PROVIDED RECORDS
* * * * * * * * *
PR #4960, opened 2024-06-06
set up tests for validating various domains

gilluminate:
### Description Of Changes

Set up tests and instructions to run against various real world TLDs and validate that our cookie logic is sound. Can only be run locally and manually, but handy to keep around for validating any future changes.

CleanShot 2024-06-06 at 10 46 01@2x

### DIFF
* * * * * * * * *
AIM OF THE EXERCISE
Each line in the data where the string "various" occurs should be identified and copied.

YOUR RESPONSE
set up tests for validating various domains
Set up tests and instructions to run against various real world TLDs and validate that our cookie logic is sound. Can only be run locally and manually, but handy to keep around for validating any future changes.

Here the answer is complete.